Definitions
and
Relationships
Definitions
and
Relationships
H = U + PV
You do not need to know this equation or anything about internal energy
Total enthalpy of a system (H) is equal to the system’s internal energy (U) added to the work done against the surroundings to establish the system’s physical dimensions. That last ‘work done’ term equates to the system’s volume multiplied by its pressure. Internal energy can be thought of as all the work being done by a substance as its particles obey the natural laws of physics. The work being done is the relative movement of all the particles, including subatomic particles, and the potential energy of the particles due to their position relative to each other.
ΔG = ΔH + TΔS
Gibbs energy is the energy available in a system to do work. Thus a drop in Gibbs energy means that a reaction does work going from reactants to products. This tendency to do work means that it is a feasible or spontaneous reaction.

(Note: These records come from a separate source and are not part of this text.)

PR #613, opened 2018-04-04
@sarahscott => NewsPanel component

eessex:
Adds 'NewsPanel' component for entry point to `/news` on the main editorial page.

screen shot 2018-04-04 at 3 03 31 pm

screen shot 2018-04-04 at 3 03 37 pm

PR #618, opened 2018-04-06
@kanaabe => Remove snapshot that renders todays date

eessex:
A [PR from yesterday](https://github.com/artsy/reaction/pull/613) broke the master, because a snapshot includes rendering today's date. 

This removes the snapshot from the test file, it still has unit tests for non-date items.


kanaabe:
Ah i see, could we fix the snapshot to use a fixed date instead of deleting it?

eessex:
The problematic component always prints today's date as text

kanaabe:
Ok, i guess that's fine then! If we're covering with unit then I'm 👍

PR #621, opened 2018-04-11
@kanaabe => Signup form

l2succes:
https://artsyproduct.atlassian.net/browse/GROW-394


l2succes:
Just realized there were 3 PR's assigned to @xtina-starr, so re-assigned that one to you @kanaabe :)

src/Components/Authorization/DesktopModal.tsx
```diff
@@ -0,0 +1,63 @@
...
+  padding: 10px;
+  margin: 20px 0 0;
+`
+
+const Content = styled.div`
+  box-sizing: border-box;
+  margin: 0px 60px;
+`
+
+const Logo = styled(Icon).attrs({
```
kanaabe: Interesting, why do we do this? Wouldn't it be the same as:

```
const Logo = styled(Icon)`
  color: "black",
  font-size: "34px"
`
```

src/Components/Authorization/RegisterForm.tsx
```diff
@@ -75,19 +96,20 @@ export const RegisterForm: FormComponentType = props => {
               onBlur={handleBlur}
               errorMessage={errors.acceptedTermsOfService}
             >
-              I Agree to the TOS And PP
+              <Text color={colors.grayDark}>
+                I Agree to the <TextLink>Terms Of Service</TextLink> And{" "}
+                <TextLink>Privacy Policy</TextLink>
+              </Text>
             </TOSCheckbox>
             {/* touched.password && errors.password && <div>{errors.password}</div> */}
```
kanaabe: Is this meant to stay as a comment?

src/Components/Authorization/Validators.ts
```diff
@@ -0,0 +1,14 @@
...
+  password: Yup.string()
+    .required("Password required")
+    .min(8, "Your password must be at least 8 characters"),
+  acceptedTermsOfService: Yup.boolean().required(
+    "You must agree to our terms to continue."
+  ),
+  email: Yup.string()
+    .email("Please enter a valid email.")
+    .required("Please enter a valid email."),
+})
```
kanaabe: Sweet!

src/Components/Buttons/Default.tsx
```diff
@@ -76,8 +79,7 @@ export const StyledButton = styled(Button)`
     }};
   }
 
-  ${fonts.primary.style}
-  ${block()}
+  ${fonts.primary.style} ${block()};
```
kanaabe: Minor, but adding a semicolon after fonts to prevent Prettier changes might be nicer to read

src/Components/Buttons/Facebook.tsx
```diff
@@ -4,19 +4,23 @@ import Icon from "../Icon"
...
+  return (
+    <Button {...props} icon={icon}>
+      {props.children || "Log in with Facebook"}
+    </Button>
+  )
 }
 
 export default styled(FacebookButton)`
-  background: #39439C;
+  background: #39439c;
```
kanaabe: Whoah what are these mysterious colors lol. Are they repeated anywhere? We might want to add to that Colors file for default social colors if they are used elsewhere.

src/Components/Authorization/DesktopModal.tsx
l2succes: Actually no it isn't the same, in this case it would have the same effect but this is a shorthand for passing props to the styled component, it also supports type definitions. For instance,

```typescript
import {IconProps, Icon} from './Icon'

interface LogoProps extends IconProps {
  secondaryColor: string
}

const Logo = styled(Icon).attrs<LogoProps>({
  secondaryColor: 'green'
})``;
```
this is equivalent to `<Logo secondaryColor="green" />` in this case

l2succes:
Thanks for the review @kanaabe! I agree about the hardcoded colors and.

I'm gonna go ahead and merge this with the commented out error handling as I'm currently consolidating fonts/colors across reaction and I'd like to keep this work separate.

kanaabe:
👍

PR #623, opened 2018-04-11
Wizard for mobile auth form

xtina-starr:
This implements a wizard needed for the mobile auth form. This wizard iterates through the different step inputs, but does not yet have validation hooked up.


src/Components/Authorization/Mobile/Wizard.tsx
```diff
@@ -0,0 +1,89 @@
...
+    const stepIndex = this.state.currentStep + 1
+    this.setState({ currentStep: stepIndex })
+  }
+
+  validate(): boolean {
+    const step = this.stepComponents[this.state.currentStep] as any
+
+    const hasErrors = Children.toArray(step.props.children)
+      .map((input: any) => {
+        return !!this.props.errors[input.props.name]
```
damassi: This is just a matter of opinion, but I always find 
```javascript
return Boolean(this.props.errors[input.props.name])
```
to be more readable at a glance

src/Components/__stories__/ProgressIndicator.story.tsx
```diff
@@ -0,0 +1,57 @@
...
+import Button from "../Buttons/Default"
+import { ProgressIndicator } from "../ProgressIndicator"
+
+interface State {
+  count: number
+  finished: boolean
+}
+
+class Steps extends React.Component<any, State> {
+  public numberOfSteps: number = 4
```
damassi: Might not have gotten to this point yet, but is there any way we could pass this in as props or infer it from the `<Wizard />` container?

xtina-starr: Yeah this wasn't really finished yet. I wonder if the progress bar even needs it's on story and could just be demonstrated in the wizard story...?

damassi: @xtina-starr - curious if you have a comp of the progress bar I could peek at? I'm curious if there's any overlap here: https://artsy.github.io/reaction/?selectedKind=Components%2FStepMarker&selectedStory=With%20renderProps%20API&full=0&down=1&left=1&panelRight=0

l2succes: @damassi The progress bar is just that black bar at the top in the follow design (zpl.io/aw05Dod). So it's more simple than the one you built. 
What I had in mind is to have the Wizard component support rendering an arbitrary component to display the current step

```
<Wizard progressComponent={props => <ProgressBar {...props} />} />
```

```
props = {
  currentStep: 1,
  numberOfSteps: 4
}
```

damassi: Ooh, that design in zeplin is simple and elegant, also the approach to be able to pass in a component 👍 I wonder if at some point we could unify all of this behind the `<Wizard>`, because it looks like it could be a good stateful host for a lot of various step-like UIs.

l2succes:
Looks good! We'll still need to add support for custom progress bars and potentially support for nested input components but we can do so in a subsequent PR.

The enthalpy of a substance (H) is only easy to calculate for an ideal gas. Real substances do not have enthalpy values but they do have entropy (S) values - you can look up S for ammonia under standard conditions but you cannot look up H. One reason for this is that S has a zero reference point - recall that a perfect crystal at absolute zero has zero entropy. It is completely ordered. There is no mess in this crystal. S = 0. Compare this to enthalpy, where we find that most substances still have energy, known as zero point energy, at absolute zero, H ≠ 0. The closest thing to measuring the enthalpy of a substance is measuring how much heat is lost or gained when the substance is formed from a given starting state or reagents, under specified conditions. In other words, we can measure ΔH but not H.
Literature values are usually empirical values. They are measured by experiment, even if the experiment uses Hess' Law and other known data to calculate the value. As long as the known data is obtained by observation rather than a model, it is empirical. Theoretical values are measured by eg. modelling particles as point charges and using what is known about their interactions to make predictions.